=== Your task ===
Print the first line of the data below and every one after it, through the line containing "- [ ] Duplicate", exactly as written.

=== The input ===
--------
PR #6442, opened 2023-06-08
chore: delete deprecated angular routes

justynoh:
## Problem
Various backend routes are no longer in use since angular is gone. This PR cleans them up.

Closes FRM-988

## Solution
Delete deprecated api routes in favor of new api routes under the `api/v3` namespace.

**Breaking Changes** 

## Tests

Regression tests
- [ ] Log in to FormSG.
- [ ] Create and submit a form with email and mobile OTP verification.
- [ ] Duplicate a form using the template function.
- [ ] Log out of FormSG.


src/app/modules/verification/verification.controller.ts
```diff
@@ -457,7 +295,7 @@ export const handleOtpVerification = [
 ] as ControllerHandler[]
 
 /**
- * Handler for resetting the verification state of a field.
+ * Handler for resetting the verification state of a field for POST /forms/:formId/fieldverifications/:id/fields/:fieldId/reset
```
LinHuiqing, line 304: I think we can get rid of the `/reset` endpoints too actually, we don't actually use these...

LinHuiqing (approved):
Lgtm and tested! I think the otp `/reset` routes can be deprecated too, but will need to check datadog just in case (though I don't see how our users can use that independently). Maybe we can do it in a separate, smaller PR anyway, but should be quite fast bah.

src/app/modules/verification/verification.controller.ts
justynoh: I think you're right. The function `resetVerifiedField` in the FE does not seem to be used anywhere. In that case we should do an e2e teardown of this endpoint. Rather than expanding the scope of this PR, I think we can do it in another!

LinHuiqing: yes sir, let's goooo! merge when ready 👍  (after conflicts have been resolved)

LinHuiqing:
Oh we should have merged this before release today 😅 @timotheeg merge when ready? or any concerns?

timotheeg:
No Concerns. Let's go!

src/app/modules/verification/verification.controller.ts
LinHuiqing: Created linear issue FRM-1049 to track this!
--------
=== Final answer ===
PR #6442, opened 2023-06-08
chore: delete deprecated angular routes

justynoh:
## Problem
Various backend routes are no longer in use since angular is gone. This PR cleans them up.

Closes FRM-988

## Solution
Delete deprecated api routes in favor of new api routes under the `api/v3` namespace.

**Breaking Changes** 

## Tests

Regression tests
- [ ] Log in to FormSG.
- [ ] Create and submit a form with email and mobile OTP verification.
- [ ] Duplicate a form using the template function.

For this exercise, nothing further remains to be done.